* **ACTIVITY**:
Search the data for the word "story" and copy every line where it occurs.

* **DATA SUPPLIED**:
PR #1909, opened 2019-02-27
[AMP Stories] Fix filtering wrapper props.

miina:
Fixes the filter for wrapper props  (`addWrapperProps`) and restores the following features:
- Displaying font-family in the frontend;
- Adding `data-amp-selected` attribute to the selected parent;
- Displaying / hiding image caption;

### DIFF
--- a/assets/src/amp-story-editor-blocks.js
+++ b/assets/src/amp-story-editor-blocks.js
@@ -196,14 +196,20 @@ const addWrapperProps = ( BlockListBlock ) => {
 				'amp/amp-story-page' === blockName
 			)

* **PROBLEM SOLUTION**:
--- a/assets/src/amp-story-editor-blocks.js
+++ b/assets/src/amp-story-editor-blocks.js
 				'amp/amp-story-page' === blockName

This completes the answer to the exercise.